[Collected data]
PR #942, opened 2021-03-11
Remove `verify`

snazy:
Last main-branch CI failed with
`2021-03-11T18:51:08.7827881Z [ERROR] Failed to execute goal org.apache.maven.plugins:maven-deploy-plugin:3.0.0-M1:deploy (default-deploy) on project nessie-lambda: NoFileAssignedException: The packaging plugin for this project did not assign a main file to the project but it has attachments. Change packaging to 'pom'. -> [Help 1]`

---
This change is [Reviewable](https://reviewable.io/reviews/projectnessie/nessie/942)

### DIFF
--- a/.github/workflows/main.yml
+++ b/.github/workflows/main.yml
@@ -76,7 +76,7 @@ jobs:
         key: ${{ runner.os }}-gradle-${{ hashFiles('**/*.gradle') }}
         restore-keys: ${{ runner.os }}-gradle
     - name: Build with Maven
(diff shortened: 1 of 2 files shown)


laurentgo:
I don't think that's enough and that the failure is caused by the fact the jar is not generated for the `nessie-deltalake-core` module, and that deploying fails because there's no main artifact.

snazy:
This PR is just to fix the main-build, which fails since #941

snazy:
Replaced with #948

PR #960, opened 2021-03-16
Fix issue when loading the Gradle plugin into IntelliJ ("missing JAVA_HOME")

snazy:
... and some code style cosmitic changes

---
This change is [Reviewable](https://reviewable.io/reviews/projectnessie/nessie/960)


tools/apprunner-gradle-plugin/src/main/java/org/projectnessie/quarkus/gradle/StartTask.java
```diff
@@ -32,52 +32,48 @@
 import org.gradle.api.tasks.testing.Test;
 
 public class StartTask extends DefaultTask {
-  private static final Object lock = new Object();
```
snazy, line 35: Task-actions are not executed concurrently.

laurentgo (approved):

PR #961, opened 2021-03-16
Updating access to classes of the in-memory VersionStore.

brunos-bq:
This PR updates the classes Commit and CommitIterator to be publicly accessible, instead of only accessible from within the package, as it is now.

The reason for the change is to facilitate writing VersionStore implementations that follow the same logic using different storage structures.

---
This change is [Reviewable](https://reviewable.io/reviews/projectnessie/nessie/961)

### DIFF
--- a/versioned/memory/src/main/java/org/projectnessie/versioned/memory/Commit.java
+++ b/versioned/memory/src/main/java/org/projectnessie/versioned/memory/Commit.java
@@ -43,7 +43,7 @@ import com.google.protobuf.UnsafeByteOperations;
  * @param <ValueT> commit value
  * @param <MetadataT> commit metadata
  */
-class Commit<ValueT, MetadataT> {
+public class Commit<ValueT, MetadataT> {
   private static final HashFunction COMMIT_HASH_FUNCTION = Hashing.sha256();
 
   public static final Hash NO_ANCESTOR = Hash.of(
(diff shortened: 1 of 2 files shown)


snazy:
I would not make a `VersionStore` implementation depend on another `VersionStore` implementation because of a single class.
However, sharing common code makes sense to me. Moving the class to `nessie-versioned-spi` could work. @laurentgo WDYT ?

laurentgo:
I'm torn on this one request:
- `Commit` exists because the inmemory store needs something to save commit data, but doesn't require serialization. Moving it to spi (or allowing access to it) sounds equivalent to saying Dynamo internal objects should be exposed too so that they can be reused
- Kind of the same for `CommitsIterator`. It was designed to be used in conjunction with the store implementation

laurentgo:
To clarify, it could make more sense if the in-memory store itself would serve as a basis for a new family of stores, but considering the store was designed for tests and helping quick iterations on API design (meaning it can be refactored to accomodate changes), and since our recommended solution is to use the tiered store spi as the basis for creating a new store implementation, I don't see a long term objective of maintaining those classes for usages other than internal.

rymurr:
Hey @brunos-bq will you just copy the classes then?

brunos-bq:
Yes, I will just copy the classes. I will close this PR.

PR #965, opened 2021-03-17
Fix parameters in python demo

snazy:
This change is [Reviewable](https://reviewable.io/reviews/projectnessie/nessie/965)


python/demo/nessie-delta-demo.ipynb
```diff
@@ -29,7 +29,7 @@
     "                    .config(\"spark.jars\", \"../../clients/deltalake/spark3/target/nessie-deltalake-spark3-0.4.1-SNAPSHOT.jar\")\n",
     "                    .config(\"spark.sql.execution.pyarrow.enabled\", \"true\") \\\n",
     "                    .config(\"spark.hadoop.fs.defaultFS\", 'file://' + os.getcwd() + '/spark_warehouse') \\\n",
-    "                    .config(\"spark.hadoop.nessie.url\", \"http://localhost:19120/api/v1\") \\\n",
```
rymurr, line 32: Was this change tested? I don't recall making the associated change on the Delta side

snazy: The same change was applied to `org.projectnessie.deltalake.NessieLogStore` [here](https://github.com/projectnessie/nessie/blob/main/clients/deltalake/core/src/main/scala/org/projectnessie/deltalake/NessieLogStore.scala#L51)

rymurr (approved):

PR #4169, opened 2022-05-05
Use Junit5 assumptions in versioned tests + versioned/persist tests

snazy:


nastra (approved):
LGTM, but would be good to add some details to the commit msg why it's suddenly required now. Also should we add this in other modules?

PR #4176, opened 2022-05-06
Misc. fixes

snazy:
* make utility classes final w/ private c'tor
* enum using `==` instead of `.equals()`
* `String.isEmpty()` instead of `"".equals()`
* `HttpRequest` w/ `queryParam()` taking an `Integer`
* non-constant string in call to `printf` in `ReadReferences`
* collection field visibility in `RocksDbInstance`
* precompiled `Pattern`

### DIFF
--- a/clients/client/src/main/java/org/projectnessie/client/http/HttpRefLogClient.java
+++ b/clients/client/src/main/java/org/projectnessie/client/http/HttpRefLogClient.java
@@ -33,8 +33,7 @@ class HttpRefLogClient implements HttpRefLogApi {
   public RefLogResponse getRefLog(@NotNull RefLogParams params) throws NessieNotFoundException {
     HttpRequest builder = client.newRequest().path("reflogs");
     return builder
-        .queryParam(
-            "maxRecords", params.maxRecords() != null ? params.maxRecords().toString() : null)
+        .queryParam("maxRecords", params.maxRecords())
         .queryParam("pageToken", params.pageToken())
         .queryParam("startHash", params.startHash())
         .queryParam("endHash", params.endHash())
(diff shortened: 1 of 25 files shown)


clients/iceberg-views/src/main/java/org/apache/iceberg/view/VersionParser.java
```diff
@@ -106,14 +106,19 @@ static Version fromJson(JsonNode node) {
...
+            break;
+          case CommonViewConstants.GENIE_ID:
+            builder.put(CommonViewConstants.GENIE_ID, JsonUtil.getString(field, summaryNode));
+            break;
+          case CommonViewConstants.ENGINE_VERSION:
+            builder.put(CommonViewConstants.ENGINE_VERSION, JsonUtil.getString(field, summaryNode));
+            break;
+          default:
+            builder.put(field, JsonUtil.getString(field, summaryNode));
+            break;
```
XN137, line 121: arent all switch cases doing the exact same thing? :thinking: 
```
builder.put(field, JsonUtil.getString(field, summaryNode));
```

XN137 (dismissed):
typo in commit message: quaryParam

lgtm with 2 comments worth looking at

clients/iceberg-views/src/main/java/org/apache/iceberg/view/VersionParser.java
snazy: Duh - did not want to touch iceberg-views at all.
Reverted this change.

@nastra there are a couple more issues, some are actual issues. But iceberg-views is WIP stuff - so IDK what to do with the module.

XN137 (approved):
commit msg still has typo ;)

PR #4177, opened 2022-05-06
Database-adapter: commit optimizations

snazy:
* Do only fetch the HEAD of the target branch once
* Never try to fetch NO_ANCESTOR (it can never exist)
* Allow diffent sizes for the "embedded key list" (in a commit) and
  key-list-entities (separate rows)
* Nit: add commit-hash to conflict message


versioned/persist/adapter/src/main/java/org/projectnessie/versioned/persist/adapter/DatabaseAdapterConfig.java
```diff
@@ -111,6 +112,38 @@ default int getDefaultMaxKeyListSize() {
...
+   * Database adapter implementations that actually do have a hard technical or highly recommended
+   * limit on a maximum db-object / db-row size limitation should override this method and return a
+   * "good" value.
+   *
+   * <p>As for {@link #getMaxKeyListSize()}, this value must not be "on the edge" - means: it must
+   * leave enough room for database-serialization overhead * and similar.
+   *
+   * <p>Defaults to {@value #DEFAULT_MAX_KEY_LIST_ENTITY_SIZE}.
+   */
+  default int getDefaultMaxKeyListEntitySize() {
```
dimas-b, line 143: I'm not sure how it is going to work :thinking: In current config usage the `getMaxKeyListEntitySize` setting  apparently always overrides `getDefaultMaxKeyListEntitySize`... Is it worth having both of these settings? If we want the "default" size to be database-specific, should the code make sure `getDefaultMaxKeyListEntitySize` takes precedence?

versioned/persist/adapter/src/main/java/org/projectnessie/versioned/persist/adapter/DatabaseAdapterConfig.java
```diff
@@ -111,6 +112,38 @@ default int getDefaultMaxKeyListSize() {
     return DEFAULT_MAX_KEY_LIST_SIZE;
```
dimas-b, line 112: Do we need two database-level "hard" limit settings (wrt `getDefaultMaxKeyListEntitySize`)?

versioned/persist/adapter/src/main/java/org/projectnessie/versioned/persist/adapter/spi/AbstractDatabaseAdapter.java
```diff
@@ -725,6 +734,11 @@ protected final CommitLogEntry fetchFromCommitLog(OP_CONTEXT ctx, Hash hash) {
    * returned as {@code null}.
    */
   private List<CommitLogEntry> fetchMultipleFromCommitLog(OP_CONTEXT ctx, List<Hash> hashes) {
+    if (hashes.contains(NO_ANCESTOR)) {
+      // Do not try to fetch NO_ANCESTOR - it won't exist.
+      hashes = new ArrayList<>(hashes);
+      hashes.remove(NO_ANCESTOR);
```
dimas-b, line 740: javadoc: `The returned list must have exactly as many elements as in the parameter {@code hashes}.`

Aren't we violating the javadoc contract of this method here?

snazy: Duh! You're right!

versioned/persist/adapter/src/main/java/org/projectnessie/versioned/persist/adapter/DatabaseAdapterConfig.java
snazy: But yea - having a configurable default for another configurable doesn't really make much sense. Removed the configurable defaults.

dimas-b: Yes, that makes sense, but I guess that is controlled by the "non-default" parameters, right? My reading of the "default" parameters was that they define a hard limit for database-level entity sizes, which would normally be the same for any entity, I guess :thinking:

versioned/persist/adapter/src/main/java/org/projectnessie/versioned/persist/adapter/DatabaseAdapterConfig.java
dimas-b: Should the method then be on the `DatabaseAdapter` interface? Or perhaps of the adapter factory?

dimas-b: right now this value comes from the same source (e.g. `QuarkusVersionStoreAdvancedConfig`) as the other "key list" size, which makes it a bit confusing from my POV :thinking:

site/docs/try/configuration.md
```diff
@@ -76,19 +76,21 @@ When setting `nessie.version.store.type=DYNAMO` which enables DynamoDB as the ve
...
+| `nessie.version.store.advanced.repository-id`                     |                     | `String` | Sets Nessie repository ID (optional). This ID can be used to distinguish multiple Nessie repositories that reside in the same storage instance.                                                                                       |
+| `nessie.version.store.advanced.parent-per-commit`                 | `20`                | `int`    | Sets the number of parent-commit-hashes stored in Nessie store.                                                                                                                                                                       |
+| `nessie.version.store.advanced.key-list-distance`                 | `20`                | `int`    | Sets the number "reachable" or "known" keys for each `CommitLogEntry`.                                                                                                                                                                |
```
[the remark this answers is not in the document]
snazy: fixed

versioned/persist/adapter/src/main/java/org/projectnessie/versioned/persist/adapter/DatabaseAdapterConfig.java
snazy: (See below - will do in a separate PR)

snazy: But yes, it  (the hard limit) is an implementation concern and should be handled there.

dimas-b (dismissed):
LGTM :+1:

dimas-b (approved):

**TO DO:** Give an exact copy of the lines above, from the top of the records to the line that contains "--- a/.github/workflows/main.yml", taking in both ends.

**RESULT:**
PR #942, opened 2021-03-11
Remove `verify`

snazy:
Last main-branch CI failed with
`2021-03-11T18:51:08.7827881Z [ERROR] Failed to execute goal org.apache.maven.plugins:maven-deploy-plugin:3.0.0-M1:deploy (default-deploy) on project nessie-lambda: NoFileAssignedException: The packaging plugin for this project did not assign a main file to the project but it has attachments. Change packaging to 'pom'. -> [Help 1]`

---
This change is [Reviewable](https://reviewable.io/reviews/projectnessie/nessie/942)

### DIFF
--- a/.github/workflows/main.yml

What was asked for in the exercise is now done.